Michela Marzano è uno dei volti italiani più noti della filosofia contempoarnea; direttrice del dipartimento di Scienze Sociali e Professore ordinario di filosofia morale all’Università Paris Descartes, in Italia è ospite spesso di dibattiti televisivi e scrittrice di altri libri, come, per esempio  per la casa editrice Erickson, il recente libro Etica Oggi.
Il testo Cosa fare delle nostre ferite raccoglie tre interventi di questa autrice; il primo di questi è una sua lezione – testimonianza pronunciata all’interno del Convegno La qualità dell’integrazione scolastica, svoltosi a Rimini nel Novembre del 2011.
Il filo conduttore di questi tre brevi saggi, ognuno dei quali è lungo una trentina di pagine, rendendo così estramemente leggibile e divulgativo il quadro complessivo del libro, è l’accettazione delle proprie “ferite”; con questo termine la Marzano intende tutte quelle esperienze che fanno parte del nostro io interiore, che ci rendono vulnerabili e non adeguati all’immagine che gli altri hanno di noi, ma anche che noi stessi vorremmo presentare.
All’interno di un contesto culturale dominato dal “mito del controllo e della padronanza di sè”, l’autrice presenta una visione antropologica in cui l’uomo deve vivere i propri difetti e le proprie imperfezioni non come qualcosa da controllare e dominare in maniera puramente volontaristica, ma come una parte di noi stessi da accettare e integrare, come un punto di partenza per fare appello all’impegno e alla soldiarietà con gli altri.
In questo senso, le difficoltà per cui la società contemporanea sente tanta fatica ad accettare il “diverso”, l’”altro da sè”, hanno origine spesso proprio in questa difficoltà (che affonda le proprie radici nell’infanzia di ciascuono di noi) di accettare la “propria alterità”, cioè le proprie incapacità a integrare i fallimenti e gli insuccessi.
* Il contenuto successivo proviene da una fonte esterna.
PR #11870, opened 2021-10-18
extend externalsystems-camel to write an audit trail

fp-ps:


misc/services/camel/de-metas-camel-externalsystems/core/src/main/resources/application.properties
```diff
@@ -71,6 +71,7 @@ metasfresh.attachments.v2.api.uri={{metasfresh.api.v2.baseurl}}/attachment
 
 metasfresh.enqueue-purchases-candidate-v2.api.uri={{metasfresh.api.v2.baseurl}}/order/purchase/enqueueForOrdering
 
+metasfresh.seqno.v2.api.uri={{metasfresh.api.v2.baseurl}}/seqNo
```
metas-ts, line 74: please also remove the raw-data properties for which you removed the constants

misc/de-metas-common/de-metas-common-rest_api/src/main/java/de/metas/common/rest_api/v1/SwaggerDocConstants.java
```diff
@@ -71,4 +71,6 @@
 
 	public static final String PARENT_SYNC_ADVISE_DOC = "Defaults to the parent resource's sync advise, if not specified";
 
+	public static final String AD_SEQ_NO_ID_DOC = "AD_SeqNo_ID for the seqNo to be retrieved";
```
metas-ts, line 74: please add this to the v2 constants

metas-ts (changes requested):

metas-ts (approved):

metas-ts:
can now integrate this to `release` becuase right now we don't have an RC

PR #11910, opened 2021-11-01
Unregister service worker based on config

petrican:
Screenshot 2021-11-01 at 10 46 15

### DIFF
--- a/misc/services/mobile-webui/mobile-webui-frontend/src/serviceWorkerRegistration.js
+++ b/misc/services/mobile-webui/mobile-webui-frontend/src/serviceWorkerRegistration.js
@@ -10,6 +10,8 @@
 // To learn more about the benefits of this model and instructions on how to
 // opt-in, read https://cra.link/PWA
 
+import { REGISTER_SERVICE_WORKER } from './constants';
+
 const isLocalhost = Boolean(
   window.location.hostname === 'localhost' ||
     // [::1] is the IPv6 localhost address.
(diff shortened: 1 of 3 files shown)


misc/services/mobile-webui/mobile-webui-frontend/src/serviceWorkerRegistration.js
```diff
@@ -40,7 +42,9 @@ export function register(config) {
     } else {
       // Is not localhost. Just register service worker
       console.log('[ServiceWorker] - Registering on Prod server');
```
teosarca, line 44: i thikn that console.log shall go inside the `if `

misc/services/mobile-webui/mobile-webui-frontend/src/serviceWorkerRegistration.js
```diff
@@ -40,7 +42,9 @@ export function register(config) {
...
-      registerValidSW(swUrl, config);
+      if (REGISTER_SERVICE_WORKER) {
```
teosarca, line 45: why we need this here when we already have an `if (REGISTER_SERVICE_WORKER)` then call this `register` function.

teosarca:
@petrican  another question: how the code will behave in the following scenario:

* we already rolled out with REGISTER_SERVICE_WORKER=true
* now, we decide to disable service workers, wo we set REGISTER_SERVICE_WORKER=false and we do another rollout


Will it unregister currently registered service workers?

petrican:
> @petrican another question: how the code will behave in the following scenario:
> 
> * we already rolled out with REGISTER_SERVICE_WORKER=true
> * now, we decide to disable service workers, wo we set REGISTER_SERVICE_WORKER=false and we do another rollout
> 
> Will it unregister currently registered service workers?

Yes as there is a routine that unregisters those
Screenshot 2021-11-01 at 11 32 29

petrican:
You were right @teosarca I should do one single check and that within the register routine within the serviceWorkerRegistration. Fixed

teosarca:
@petrican  lgtm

Molto bella e significativa si presenta la riflessione, che emerge nel primo saggio del libro, a partire dalla testimonianza autobiografica dell’autrice: studentessa modello e donna di successo all’interno della carriera accademica italiana e francese, in realtà anche l’autrice ha dovuto fare i conti con le proprie ferite, le proprie incapacità a “controllare” quella fame profonda che si manifesta nella terribile malattia dell’anoressia. Proprio a partire da questo spunto autobiografico è nato in lei un nuovo modo di guardare il mondo interiore e di accogliere innanzitutto l’immagine di sè segnata anche da quelle ferite che ognuno di noi si porta dentro, ma allo stesso tempo è nato un percorso di ripensamente filosofico anche sull’uomo, sull’etica, sulla atteggiamento antropologico fondamentale della fiducia e dell’accettazione dell’altro.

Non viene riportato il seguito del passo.